Case Reports in Neurological Medicine

Case Reports in Neurological Medicine / 2016 / Article

Case Report | Open Access

Volume 2016 |Article ID 8371697 |

Constantine L. Karras, Isaac Josh Abecassis, Zachary A. Abecassis, Joseph G. Adel, Esther N. Bit-Ivan, Rakesh K. Chandra, Bernard R. Bendok, "Clival Ectopic Pituitary Adenoma Mimicking a Chordoma: Case Report and Review of the Literature", Case Reports in Neurological Medicine, vol. 2016, Article ID 8371697, 8 pages, 2016.

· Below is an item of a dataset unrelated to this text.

PR #1730, opened 2020-04-09
Support setting SRID for geometry columns for MySQL 8+

### LINKED ISSUE #1677: Support setting SRID for MySQL 8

Clival Ectopic Pituitary Adenoma Mimicking a Chordoma: Case Report and Review of the Literature

Academic Editor: Mehmet Turgut
Received03 Nov 2015
Accepted14 Dec 2015
Published13 Jan 2016


Background. Purely ectopic pituitary adenomas are exceedingly rare. Here we report on a patient that presented with an incidental clival mass thought to be a chordoma. Endonasal resection, tumor pathology, and endocrinology workup revealed a prolactinoma. Case Presentation. A 41-year-old male presented with an incidental clival lesion presumed to be a chordoma. On MRI it involved the entire clivus, extended laterally to the petroclival junction, and invaded the cavernous sinuses bilaterally, encasing both internal carotid arteries, without direct extension into the sella. Intraoperatively, it was clear that the tumor originated from the clivus and that the sellar dura was completely intact. Frozen-section pathology was consistent with a pituitary adenoma. Immunostaining was positive for synaptophysin and prolactin with a low Ki-67 index, suggestive of a prolactinoma. Additional immunohistochemical stains seen in chordomas (EMA, S100, and Brachyury) and other metastatic tumors were negative. A postoperative endocrine workup revealed an elevated serum prolactin of 881.3 ng/mL (normal < 20). Conclusions. In conclusion, it is crucial to maintain an extensive differential diagnosis when evaluating a patient with a clival lesion. Ectopic clival pituitary adenomas, although rare, may warrant an endocrinological workup preoperatively as the majority may respond to medical treatment.

1. Introduction

Pituitary adenomas are the most common cause of a sellar or parasellar mass, comprising about 10 to 15 percent of all intracranial tumors [1, 2]. It is well documented that pituitary adenomas have the capacity to invade adjacent and nearby structures, most commonly the sphenoid sinus [3]. Less commonly, pituitary adenomas may also involve the cavernous sinus, suprasellar region, nasopharynx, and rarely the clivus [4]. Purely ectopic pituitary adenomas are extremely unusual and must be confirmed via imaging and intraoperative visualization to be completely separate from an intact pituitary gland and the sella turcica. Here we report on a patient that presented with an incidental clival mass thought to be a chordoma. Endonasal resection, pathology of the tumor, and endocrinology workup revealed a purely ectopic prolactin-secreting pituitary adenoma.

2. Case Report

Our patient was a 41-year-old right-handed male who presented with an incidental clival lesion, originally presumed to be a chordoma. Subjectively, the patient reported no neurological complaints. The patient’s medical history was significant only for chronic neck and lower back pain and there were no noteworthy findings on physical examination, which included a thorough neurological exam. His complete blood count, chemistry panel, and metabolic panel were all normal.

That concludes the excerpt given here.